TASK DESCRIPTION
Range to output from the entries below: the line containing "monorimet: This was" through the line containing "This is really". Set it down exactly, ends included, nothing else.

EXERCISE DATA
+--

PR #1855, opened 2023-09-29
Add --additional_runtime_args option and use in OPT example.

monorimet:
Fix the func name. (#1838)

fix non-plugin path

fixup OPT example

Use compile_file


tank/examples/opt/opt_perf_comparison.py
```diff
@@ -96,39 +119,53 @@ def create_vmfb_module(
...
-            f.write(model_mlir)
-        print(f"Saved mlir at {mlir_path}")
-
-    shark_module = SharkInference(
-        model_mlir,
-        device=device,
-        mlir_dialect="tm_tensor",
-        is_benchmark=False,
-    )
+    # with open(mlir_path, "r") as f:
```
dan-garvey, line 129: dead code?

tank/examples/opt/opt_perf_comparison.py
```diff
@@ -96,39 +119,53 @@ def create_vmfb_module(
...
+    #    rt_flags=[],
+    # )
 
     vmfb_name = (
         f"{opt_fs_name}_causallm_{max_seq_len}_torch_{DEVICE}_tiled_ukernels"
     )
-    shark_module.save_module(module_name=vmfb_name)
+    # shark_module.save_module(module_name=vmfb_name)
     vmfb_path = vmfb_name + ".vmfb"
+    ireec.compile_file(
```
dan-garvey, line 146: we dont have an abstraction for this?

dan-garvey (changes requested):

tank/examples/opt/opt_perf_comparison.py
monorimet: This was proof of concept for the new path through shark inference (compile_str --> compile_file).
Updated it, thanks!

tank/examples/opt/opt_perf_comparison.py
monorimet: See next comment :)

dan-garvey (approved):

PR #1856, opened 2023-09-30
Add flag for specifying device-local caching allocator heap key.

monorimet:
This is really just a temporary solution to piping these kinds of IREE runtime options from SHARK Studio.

+--

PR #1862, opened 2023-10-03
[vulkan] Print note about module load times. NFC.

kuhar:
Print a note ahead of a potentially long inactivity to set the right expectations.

+--

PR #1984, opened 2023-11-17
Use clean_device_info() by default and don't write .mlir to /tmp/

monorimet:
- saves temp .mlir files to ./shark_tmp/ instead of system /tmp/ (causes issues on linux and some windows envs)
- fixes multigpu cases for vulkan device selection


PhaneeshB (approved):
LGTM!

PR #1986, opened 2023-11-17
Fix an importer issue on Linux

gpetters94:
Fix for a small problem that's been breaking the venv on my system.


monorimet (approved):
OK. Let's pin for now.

+--

OUTPUT FOR THIS EXERCISE
monorimet: This was proof of concept for the new path through shark inference (compile_str --> compile_file).
Updated it, thanks!

tank/examples/opt/opt_perf_comparison.py
monorimet: See next comment :)

dan-garvey (approved):

PR #1856, opened 2023-09-30
Add flag for specifying device-local caching allocator heap key.

monorimet:
This is really just a temporary solution to piping these kinds of IREE runtime options from SHARK Studio.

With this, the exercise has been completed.